SOURCE DATA>

PR #4186, opened 2026-09-11
test: reduce sidecar testing flakes

morrisonlevi:
### Description

This fixes two different sidecar flakes.

1.  `inWebServer()` retries the entire server lifecycle when no traces are received, but `testComposerInteroperabilityWhenNoInitHook` expects no traces. It then kills a healthy PHP server and immediately restarts it on the same port. With telemetry enabled, the extension can start a sidecar that briefly outlives the forcibly stopped PHP process and may retain the server socket. The unnecessary retry then fails with Server never came up. Fixed by setting `retries=0` for this test. There are no other tests I could find that also assert that no traces are made.
2. Fixes a race in the `agent_sampling_sidecar.phpt` caused by matching stale shared-memory data from earlier or parallel test processes. Each invocation now uses unique sampling configuration markers, ensuring
 it waits for its own sidecar updates. Failures also report concise, actionable messages instead of dumping large shared-memory buffers.

### Reviewer checklist
- [ ] Test coverage seems ok.

### DIFF
--- a/tests/ext/background-sender/agent_sampling_sidecar.phpt
+++ b/tests/ext/background-sender/agent_sampling_sidecar.phpt
@@ -18,6 +18,9 @@ datadog.trace.agent_test_session_token=background-sender/agent_sampling_sidecar
 <?php
 include __DIR__ . '/../includes/request_replayer.inc';
 
+$contents = [];
+$filename = null;
+
 // Wait until the sidecar has published this test invocation's response. Each
 // invocation uses random markers so a repeated or parallel run cannot match a
 // stale shared-memory file left by an earlier process.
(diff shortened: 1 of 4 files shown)


tests/ext/background-sender/agent_sampling_sidecar.phpt
bwoebi, line 1: Is there a specific reason you dropped the debuggability of this test? Otherwise probably fine.

morrisonlevi: I guess you consider hexdumps more debuggable than messages? xD
I can revert that aspect, sure.

bwoebi: Why not both :-P

bwoebi (approved):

EXERCISE DESCRIPTION> Reproduce the full set of entries above exactly, without dropping a line.

WRITTEN RESPONSE>
PR #4186, opened 2026-09-11
test: reduce sidecar testing flakes

morrisonlevi:
### Description

This fixes two different sidecar flakes.

1.  `inWebServer()` retries the entire server lifecycle when no traces are received, but `testComposerInteroperabilityWhenNoInitHook` expects no traces. It then kills a healthy PHP server and immediately restarts it on the same port. With telemetry enabled, the extension can start a sidecar that briefly outlives the forcibly stopped PHP process and may retain the server socket. The unnecessary retry then fails with Server never came up. Fixed by setting `retries=0` for this test. There are no other tests I could find that also assert that no traces are made.
2. Fixes a race in the `agent_sampling_sidecar.phpt` caused by matching stale shared-memory data from earlier or parallel test processes. Each invocation now uses unique sampling configuration markers, ensuring
 it waits for its own sidecar updates. Failures also report concise, actionable messages instead of dumping large shared-memory buffers.

### Reviewer checklist
- [ ] Test coverage seems ok.

### DIFF
--- a/tests/ext/background-sender/agent_sampling_sidecar.phpt
+++ b/tests/ext/background-sender/agent_sampling_sidecar.phpt
@@ -18,6 +18,9 @@ datadog.trace.agent_test_session_token=background-sender/agent_sampling_sidecar
 <?php
 include __DIR__ . '/../includes/request_replayer.inc';
 
+$contents = [];
+$filename = null;
+
 // Wait until the sidecar has published this test invocation's response. Each
 // invocation uses random markers so a repeated or parallel run cannot match a
 // stale shared-memory file left by an earlier process.
(diff shortened: 1 of 4 files shown)


tests/ext/background-sender/agent_sampling_sidecar.phpt
bwoebi, line 1: Is there a specific reason you dropped the debuggability of this test? Otherwise probably fine.

morrisonlevi: I guess you consider hexdumps more debuggable than messages? xD
I can revert that aspect, sure.

bwoebi: Why not both :-P

bwoebi (approved):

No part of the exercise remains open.